Reputation: 1391
Many tutorials for seq2seq encoder-decoder architecture based on LSTM, (for example English-French translation), define the model as follow:
encoder_inputs = Input(shape=(None,))
en_x= Embedding(num_encoder_tokens, embedding_size)(encoder_inputs)
# Encoder lstm
encoder = LSTM(50, return_state=True)
encoder_outputs, state_h, state_c = encoder(en_x)
# We discard `encoder_outputs` and only keep the states.
encoder_states = [state_h, state_c]
# Set up the decoder, using `encoder_states` as initial state.
decoder_inputs = Input(shape=(None,))
# french word embeddings
dex= Embedding(num_decoder_tokens, embedding_size)
final_dex= dex(decoder_inputs)
# decoder lstm
decoder_lstm = LSTM(50, return_sequences=True, return_state=True)
decoder_outputs, _, _ = decoder_lstm(final_dex,
initial_state=encoder_states)
decoder_dense = Dense(num_decoder_tokens, activation='softmax')
decoder_outputs = decoder_dense(decoder_outputs)
# While training, model takes eng and french words and outputs #translated french word
fullmodel = Model([encoder_inputs, decoder_inputs], decoder_outputs)
# rmsprop is preferred for nlp tasks
fullmodel.compile(optimizer='rmsprop', loss='categorical_crossentropy', metrics=['acc'])

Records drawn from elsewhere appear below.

PR #4777, opened 2025-05-09
a11y copy citation and share link clipboard updates

StephDriver:
closes 4236


StephDriver:
A11y Syntax Update:

```html
<span aria-hidden="true"> doi: </span>
<a href="https://doi.org/{{ article.identifier.identifier }}" 
    aria-label="{% trans 'DOI for ' %} {{ article.title|safe }}"
    >
    https://doi.org/{{ article.identifier.identifier }}
</a>
```

StephDriver:
I feel I may need to make some changes to unit tests as part of this PR, but I'm not really sure what, so would appreciate guidance from reviewers if they feel that should be done.

StephDriver:
from Design meeting:
- go for consistency with theme
- if within that consistency, can have a less loud button, that's fine, but if not, consistency wins.
- placement is ok.

StephDriver:
Friday WIP
- rebased on master
- updated the Clean copy buttons went through several variations and settled on this after discussion within team.
image


Next 
- [ ] update material and OLH too.

ajrbyers (changes requested):
Please review the changes to the copy DOI button for sharing. They are now padded away from the field and are no longer the same hight as the field, in the case of OLH.

StephDriver:
Ok..... after looking at this further, it gets very messy very quickly if the doi uses `aria-describedby` as the element with the article / preprint title is often nowhere near the doi itself (e.g. on the article page), and as the doi_display is also nested inside other templates such as how-to-cite it often ends up nested away from the element we want to refer back to in described-by. 

So I've reverted back to the original plan of using aria-label.  I still think the ideal would be describedby and this is something to consider when we create components for Janeway 2.0.

StephDriver:
fixed.

ajrbyers (approved):

StephDriver:
rebased.

mauromsl (approved):

Issue #4304, opened 2024-06-27
Clean theme Iframes overflowing article container


StephDriver:
This has been split off from #4261 as it has similar symptoms but not from the same cause.

> Not just References - other content overflows too.  This was noted while testing another fix on my dev install, so this article does not exist on Clean, it was the one flagged up for a different problem in #3911 then downloaded for use as a test subject, but it illustrates the problem.
> 
> 
> 
> <img width="922" alt="image" src="https://github.com/BirkbeckCTP/janeway/assets/5330770/0675a606-038f-4902-b554-988f8333b287">
> 
>  

 _Originally posted by @StephDriver in [#4261](https://github.com/BirkbeckCTP/janeway/issues/4261#issuecomment-2191816366)_

- [ ] content inside the article should be constrained by the article container, and not overflow into the sidebar.

StephDriver:
This was discussed at backlog refinement today, and was split from #4261.

StephDriver:
branch has been merged into master

PR #4781, opened 2025-05-15
A11y sprint css

### LINKED ISSUE #4264: Clean theme table of contents not scrolling
**Describe the bug**
In Clean on wider windows, the table of contents for an article is displayed to the right of the the text.  This remains static as the text scrolls.  When the window is shorter than the height of the table of contents, it still remains static until one scrolls to the bottom of the page, this can mean that for example, the References, often the last item is not displayed on screen until one reaches the footer.

**To Reproduce**
1. Go to [example article](https://politicalphilosophyjournal.org/article/id/15481/) with a wide, but short window.
2. Scroll down the page

**Expected behavior**
Either - when the table of contents cannot fit on the height of the screen it needs to be displayed another way, or it should be scrollable independent of the main contents.

**Screenshots**
image

The table of contents is static through the whole page scroll right up to this point with the last 5 items hidden, then it finally scrolls for the footer:
image

## Front-end Issues

 - Mac Chrome Version 125.0.6422.142
 - Same behaviour observed on Safari 17.5

Not expected, as this is about the wider window location for table of contents.

**Additional context**

Discovered during #4260 because this bug is made worse when viewing the page at sizes required in WCAG 1.4.12, since the change in size can lengthen the table of contents, and thus trigger this bug on windows that otherwise would have had enough space to display the full table.

StephDriver:
working across the list of CSS issues in the A11y sprint

closes #4264

### DIFF
--- a/src/themes/material/assets/mat.css
+++ b/src/themes/material/assets/mat.css
@@ -760,3 +760,8 @@ main {
     padding: 0 10px;
     min-width: 40px;
 }
+
+#toc-card {
+  max-height: 100vh;
+  overflow-y: auto;
+}
--- a/src/themes/clean/assets/css/clean.css
+++ b/src/themes/clean/assets/css/clean.css
@@ -478,3 +478,8 @@ header svg {
     list-style-type: none;
     padding-bottom: 8px;
 }
+
+.sticky-top {
+    max-height: 100vh;
+    overflow-y: auto
+}


StephDriver:
Note, I've had some trouble setting up an article with an iFrame to test the work for #4304  - I can see it working in general but have not been able to be 'complete' in testing it.

src/themes/material/assets/mat.css
```diff
@@ -759,4 +759,21 @@ main {
...
+}
+
+#toc-card {
+  max-height: 100vh;
+  overflow-y: auto;
+}
+
+#article iframe {
+    max-width: 100%;
+    width: 100%;
```
ajrbyers: I think we should remove `width: 100%` and let the iframe set its own width. `max-width: 100%` is enough to prevent overflow.

ajrbyers (changes requested):
All tested, looks good. I added a comment about iframe widths for you to look at. If I've got that wrong feel free to ignore and pass on to next reviewer.

src/themes/material/assets/mat.css
StephDriver: Good spot - I was trying various combinations of CSS and tweaking them, and think I left that redundant line in there by mistake.

ajrbyers (approved):

PR #4782, opened 2025-05-16
a11y: #4211 list syntax

### LINKED ISSUE #4211: Markup decorative typography as decorative
We have used bullets and vertical lines in the middle of text to differentiate between items, for example:

image
image

These are read out to by a screen reader as "vertical line" or "bullet" respectively.

1. this is confusing.  While the presentative elements are being spoken, they are not be communicated in a meaningful way that aids comprehension or navigation.
2. if items need to be differentiated, they should be formatted as a list.

[WCAG 1.3.1](https://www.w3.org/TR/WCAG22/#info-and-relationships)
> Information, structure, and relationships conveyed through presentation can be programmatically determined or are available in text.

fullmodel.fit([encoder_input_data, decoder_input_data], decoder_target_data,
batch_size=128,
epochs=100,
validation_split=0.20)
Then for prediction, they define infernce models as follow:
# define the encoder model
encoder_model = Model(encoder_inputs, encoder_states)
encoder_model.summary()
# Redefine the decoder model with decoder will be getting below inputs from encoder while in prediction
decoder_state_input_h = Input(shape=(50,))
decoder_state_input_c = Input(shape=(50,))
decoder_states_inputs = [decoder_state_input_h, decoder_state_input_c]
final_dex2= dex(decoder_inputs)
decoder_outputs2, state_h2, state_c2 = decoder_lstm(final_dex2, initial_state=decoder_states_inputs)
decoder_states2 = [state_h2, state_c2]
decoder_outputs2 = decoder_dense(decoder_outputs2)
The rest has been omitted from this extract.